From an article by David Imrie in “Thornthwaite-cum-Braithwaite and its People”, published by the Women’s Institute in 1971
(Page created 19/04/05)
From the unknown past until around 1930, there were many gates on some of the secondary roads in the neighbourhood of Braithwaite. Today only three remain. One bars the entrance to the lane which goes past Newlands Church to the lower house at High Snab; the other two prevent easy access to High and Low Skelgill. One is below Catbells; the other is at Stair. Those roads barred by ancient gates are surfaced with tarmacadam, and well-kept by the County, but the gates have been allowed to stand, because the roads are not important highways.
The fell gate nearest to Braithwaite on a thoroughfare was known to generations of dalespeople as the Sheepshank Gate, although the origin of the name is a mystery. It hung at the end of the wood which covers the north end of Barrow, and was maintained by the farmers concerned to stop their sheep from wandering down towards the village. Occasionally in the remote past some needy person would have a spell of casual gatekeeping there, but no one was on duty permanently. No doubt, those with mettle-some steeds were glad to pay a copper or two for having the gate opened for them, although locals must have predominated. The Sheepshank Gate has never been on a really really busy route. In 1969 the stoop on which it swung was removed by County roadmen.
The gate which formerly barred the top of Stair Brow was in a better category. The coaches which went daily in summer from Keswick and back via Borrowdale, Honister, Buttermere and Newlands were sources of much revenue for gatekeepers at Stair Brow. Shortly before the gate was removed (more than 30 years ago) children from Stair Farm (1647 AD), then owned by Mr Reginald Folder, were the principal attendants. As an extra, they fitted the shoe to the coaches on the appropriate wheel before the steep descent. This shoe was the only brake in those times, and it tore up the road badly.
The most lucrative, however, was the Bank End Gate at the north end of Catbells. Rather strangely, it was owned by the Marshalls of Hawse End, who provided a shelter for the keeper, and who actually appointed him. He had to be a disabled person, but whether the disability had to be the result of war wounds or not is not clear. The last attendant at Bank End Yatt, as it was familiarly called, had an artificial leg, which he removed as he had got to his post for the day. This was applied psychology. He realised tips would flow more freely to a person hopping around on one leg with the aid of a crutch than to someone apparently in full physical strength.

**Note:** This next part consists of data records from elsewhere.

PR #1018, opened 2025-01-07
Use reranking on NaN chunks

logancyang:
If only NaN scores came back from Orama, apply reranking. (Only in PLUS mode).


logancyang:
@zeroliu I chatted with Jason and one common issue I see with huge vaults is having all NaN scores from Orama. I still don't have an answer to why that happens. The interesting thing is that although they are NaN, the returned chunks are actually relevant to the query. So as a temporary fix for the users, I'm calling reranking API for cases where there are only NaN chunks.

Issue #937, opened 2024-12-16
On Save error, custom prompt modal should return to custom prompt modal


i13-ctflora:
- [x] Disable all other plugins besides Copilot **(required)**
- [x] Screenshot of note + Copilot chat pane + dev console added **(required)**

Copilot version: 2.7.9

**Describe how to reproduce**
When saving a custom prompt, if there are illegal characters in the prompt name (such as ":") then an error is logged and you're kicked back to the main Obsidian screen.  This means you lose the custom prompt you've just entered.

**Expected behavior**
After the error, you should instead return to the modal, where your prompt name is highlighted with error styling.  Additionally, the prompt you've entered should still be there.  

Ideally, the error styling should happen immediately in the modal on entering the forbidden characters, or at least a note should be present indicating that these particular characters are not allowed.

**Screenshots**
<img width="970" alt="image" src="https://github.com/user-attachments/assets/23a8e185-b4a0-4219-8cbf-238a0140a953" />

**Additional context**
Not a huge deal, but pretty frustrating when you've entered a fairly long prompt without realizing that ":" were not acceptable in the name, and then having to re-do the prompt a second time.  
Also - the Obsidian notification that flashes up briefly indicates that the problem is another custom prompt of the same name, not the character problem which is only visible in the browser console.

i13-ctflora:
This one has been done, thank you!  Marking complete.

PR #1045, opened 2025-01-14
Some user experience optimizations

Emt-lin:
> To be continued...

1. optimize error handling.
  CleanShot 2025-01-14 at 18 31 35

2. optimize the style of PromptModal.
    CleanShot 2025-01-14 at 18 32 37

related: #937


logancyang:
Nice. I'm also thinking about the initial vectorstore failure UX at new user onboarding time. What do you think is a better experience?

Emt-lin:
> Nice. I'm also thinking about the initial vectorstore failure UX at new user onboarding time. What do you think is a better experience?

Let me think about it.

logancyang:
Can we make "enter to send" into a separate PR? Ideally one PR addresses one issue, easier to test and review. @Emt-lin

Emt-lin:
@logancyang 
> Can we make "enter to send" into a separate PR? Ideally one PR addresses one issue, easier to test and review

yeah, One small issue corresponds to one PR, which might have seemed like a waste of resoureces to me before.

Emt-lin:
@logancyang pls review the code.

logancyang:
Need some time. Will try to add this one to v2.8.4.

logancyang:
@Emt-lin in what cases do we see the first error message? For now we have a bug, e.g. if I don't have Anthropic API and tried switching to sonnet, it will show a notice that model switching failed, but the model dropdown still shows sonnet. When you chat with it, you are talking to your previous model. That should be fixed in a separate PR. But just trying to understand how we can arrive at that error message you showed in 1 with the current flow.

Emt-lin:
@logancyang When the error message contains `401|invalid|not valid` field, it will show the first error message.

CleanShot 2025-02-06 at 10 50 28

PR #1077, opened 2025-01-21
docs: update local copilot instructions for macOS

joshmedeski:
Hey @logancyang, thanks for a great plugin!

I updated the docs to include how to setup macOS without having to manually run the CLI command but rather update the launchctl env variable. I've tested and confirmed this works.


logancyang:
@joshmedeski thanks for the PR. Could you include the source of this info too.

PR #1085, opened 2025-01-22
Support drag-and-drop image

zeroliu:


logancyang:
What sorcery is this!! 💯 Works buttery smooth 🤌

Issue #1144, opened 2025-02-01
Improve test coverage for TImeTools.js


wenzhengjiang:
The current test cases are incomplete and do not closely match the time expression created from the backend.

PR #1145, opened 2025-02-01
Improve test cases for time range.

wenzhengjiang:
#1144

### DIFF
--- a/tests/TimeTools.test.ts
+++ b/tests/TimeTools.test.ts
@@ -116,15 +116,144 @@ describe("Time Expression Tests", () => {
 
   describe("Month Patterns", () => {
     test.each([
+      // Full month names
       {
-        expression: "january",
+        expression: "January",
         expected: { startDate: "2024-01-01", endDate: "2024-01-31" },
       },
       {
-        expression: "december 2023",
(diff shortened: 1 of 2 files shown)


tests/TimeTools.test.ts
```diff
@@ -25,255 +40,189 @@ describe("Time Expression Tests", () => {
...
+      {
+        expression: "december 2023",
+        expected: { startDate: "2023-12-01", endDate: "2023-12-31" },
+      },
+    ])("$expression", async ({ expression, expected }) => {
+      await verifyDateRange(expression, expected);
     });
   });
 
-  describe("Month Names", () => {
```
logancyang, line 99: Why is this removed? Seems no new tests are covering every month name like this. We must make sure all the month names and their abbr are working.

wenzhengjiang: We have "Month Patterns" tests in line 117. But they are only for the testing patterns not for all the values. Abbr was not added because the new prompt only return full names. But I guess there is no harm to add abbr tests.

wenzhengjiang: Done.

This gatekeeper succeeded one with a disabled arm, who lost favour with the Marshalls because he was inclined to be rude to stingy tippers. But he did not take his dismissal with good grace. One night about 3 a.m. he returned, and burned the shelter to the ground. For this he received a prison sentence.
There was at that time a second gate complete with attendant’s shelter near Manesty Farm, but its ownership was obscure. Possibly several farmers maintained the gate for their own benefit. No cattle grid replaced it, but there is now a grid at Bank End.
At Littletown there were two gates, one at each approach to the hamlet. And immediately across the valley another gate swung at the upper end of Seeds or Selves Lonnin, only a few yards from a former inn, now represented by stone outbuildings belonging to Rigg Beck House. None of those three gates ever attracted casual attendants. They were not on a tourist route. Incidentally the vanished inn was known to locals as Mill Dam Inn, but there are grounds for believing that its proper name was the Sportsman’s Inn. Apparently the liquor licence was granted to the wooden house above, when the ancient building fell into decay.
The last gate on the Braithwaite-Buttermere road was at Aiken (or Aikin). It was designed to keep Keskadale sheep on their own heaf, but whether it or any other of the Newlands gates were or were not effective is a moot point. In the days of horses, most of the gates were probably shut most of the time, because the users of them had an interest in holding back sheep. But when motor cars and flocks of foot tourists invaded the Lake District, the gates became irksome and were left open for days. Therefore they fell into decay. One significant point is that the sheep, except in very severe weather, remain largely on the fells without them.